- Classification: Protestant
- Orientation: Restorationist
- Polity: Congregationalist

= Churches of Christ in Europe =

Christian groups of autonomous congregations in Europe

The Churches of Christ in Europe are Christian groups of autonomous congregations using the name "church of Christ" which may or may not have a historical association with the Restoration Movement. These groups are characterized by an emphasis on basing doctrine and practice on the Bible alone in order to restore the New Testament church they believe to have been established by Jesus.

==Worship and devotion==
Key features of the church's worship are the weekly observance of the Lord's Supper presided over by one or more of the men of the church, believer's baptism leading to salvation, and a cappella singing.

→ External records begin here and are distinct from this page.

PR #2675, opened 2023-08-07
Bridge dependency updates

t0yv0:
bridge: v3.56.2
bridge/pf: v0.15.2

Propagates bugfixes, most importantly GetRawConfig() no longer panics.

### DIFF
--- a/provider/go.mod
+++ b/provider/go.mod
@@ -7,8 +7,8 @@ require (
 	github.com/hashicorp/aws-sdk-go-base/v2 v2.0.0-beta.32
 	github.com/hashicorp/terraform-provider-aws/shim v0.0.0
 	github.com/mitchellh/go-homedir v1.1.0
-	github.com/pulumi/pulumi-terraform-bridge/pf v0.15.0
-	github.com/pulumi/pulumi-terraform-bridge/v3 v3.56.0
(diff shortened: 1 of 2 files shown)


provider/go.mod
```diff
@@ -7,8 +7,8 @@ require (
 	github.com/hashicorp/aws-sdk-go-base/v2 v2.0.0-beta.32
 	github.com/hashicorp/terraform-provider-aws/shim v0.0.0
 	github.com/mitchellh/go-homedir v1.1.0
-	github.com/pulumi/pulumi-terraform-bridge/pf v0.15.0
-	github.com/pulumi/pulumi-terraform-bridge/v3 v3.56.0
+	github.com/pulumi/pulumi-terraform-bridge/pf v0.15.1
```
guineveresaenger, line 10: let's use pf/v0.15.2 - it pulls in the bridge changes from 3.56, since I missed that we have to update both.

guineveresaenger (changes requested):

provider/go.mod
t0yv0: Nice, sorry I missed that. Meant to use the latest.

aq17 (approved):

Issue #2678, opened 2023-08-08
Pre-release workflow not publishing releases correctly


t0yv0:
### What happened?

We'd like to be able to cut an -alpha tag and have it usable in the same way as a regular release.  This is not currently working in the GitHub Actions.

First issue we noticed is that the GitHub Release is not being opened; a Release with pre-built binary artifacts needs to be opened so that Pulumi CLI will download the release from GitHub Releases. Also, the pre-built binary artifacts need to be pushed to S3 as a fallback for GitHub Release. None of this was happening.

The first attempt to fix that https://github.com/pulumi/pulumi-aws/pull/2673 edited the GoReleaser configuration.

However this created incorrectly versioned releases on GitHub like this one and needs to be reverted:

https://github.com/pulumi/pulumi-aws/releases/tag/v6.0.0-alpha.1691487285%2Bab1f2fba

Leaving the ticket here to figure out a comprehensive fix for the problem.

### Expected Behavior

Adding a tag like v6.0.0-alpha.8 should create a fully functional release.

### Steps to reproduce

See above.

### Output of `pulumi about`

N/A

### Contributing

Vote on this issue by adding a 👍 reaction. 
To contribute a fix for this issue, leave a comment (and link to your pull request, if you've opened one already).

PR #2679, opened 2023-08-08
Revert "Do make releases from -prerelease tags"

t0yv0:
This reverts commit 2692e6edca57a633db3f6a9498d9731621c2405e.

Per https://github.com/pulumi/pulumi-aws/issues/2678 this did not work as expected but created incorrectly versioned releases.


iwahbe (approved):
LGTM

Ok merging with failing tests

PR #2681, opened 2023-08-08
Enable auto-aliasing

iwahbe:
Now that we have a stable release and no longer intend to make backwards incompatible changes, we turn on auto-aliasing. This prevents several classes of breaking changes from effecting our users.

==History in Central Europe==
The time in which the churches of Christ in Central Europe began is not agreed upon. Some have said that the churches of Christ began with the American Restoration Movement. However, Hans Godwin Grimm, author of the book Tradition and History of the Early Churches of Christ In Central Europe, born in 1899, wrote that in March 1955 he met for the first time in his life "a member of the restored churches of Christ of America." Grimm continued, saying, "What he had to tell me was not other than the faith of my ancestors which I had taught and practiced all my life. ... the American Restoration Movement had been totally unknown to us."

==History in Great Britain==
Whilst the Churches of Christ in Britain initially grew as separate and spontaneous local, self-inspired movements, only later joining up into a coordinated movement, John Davies of Mollington was essentially the founding leader among the key figures who created the Churches of Christ in Britain. He had become the movement's first preacher at the age of 16 in 1809, even before he knew of the existence of like-minded people in America or elsewhere in Britain, he later connected with Alexander Campbell to connect the British and American movements, and served as the British Churches of Christ's first President from their inaugural meeting in 1842 until his death in 1865. In the early 1800s, Scottish Baptists were influenced by the writings of Alexander Campbell in the Christian Baptist and Millennial Harbinger. A group in Nottingham withdrew from the Scotch Baptist church in 1836 to form a Church of Christ. James Wallis, a member of that group, founded a magazine named The British Millennial Harbinger in 1837. In 1842 the first Cooperative Meeting of Churches of Christ in Great Britain was held in Edinburgh. Approximately 50 congregations were involved, representing a membership of 1,600. The name "Churches of Christ" was formally adopted at an annual meeting in 1870. Alexander Campbell influenced the British Restoration Movement indirectly through his writings; he visited Britain for several months in 1847, and "presided at the Second Cooperative Meeting of the British Churches at Chester". At that time the movement had grown to encompass 80 congregations with a total membership of 2,300. Annual meetings were held after 1847.

The use of instrumental music in worship was not a source of division among the Churches of Christ in Great Britain before World War I. More significant was the issue of pacifism; a national conference was established in 1916 for congregations that opposed the war. A conference for "Old Paths" congregations was first held in 1924. The issues involved included concern that the Christian Association was compromising traditional principles in seeking ecumenical ties with other organizations and a sense that it had abandoned Scripture as "an all-sufficient rule of faith and practice". Two "Old Paths" congregations withdrew from the Association in 1931; an additional two withdrew in 1934, and nineteen more withdrew between 1943 and 1947.

Membership declined rapidly during and after the First World War. The Association of Churches of Christ in Britain disbanded in 1980. Most Association congregations (approximately 40) united with the United Reformed Church in 1981. In the same year, twenty-four other congregations formed a Fellowship of Churches of Christ. The Fellowship developed ties with the Christian churches and churches of Christ during the 1980s.

===Theology===
As a result of their different history and the influence of the Scottish Baptists, British Churches of Christ have, when compared to the American Restoration Movement, placed a relatively greater emphasis on restoring the New Testament church than they have on unity. During the 1800s, the internal dialogue of the British churches was characterized more by rationalism than by evangelicalism. They put greater emphasis on convincing adherents of other churches than on converting non-Christians. In the early 20th century, they became more open to ecumenism. By the 1960s relatively few ministers of the British Churches of Christ had a conservative, evangelical approach to theology. By the 1980s, strong allegiance to restorationism was limited to the a cappella congregations.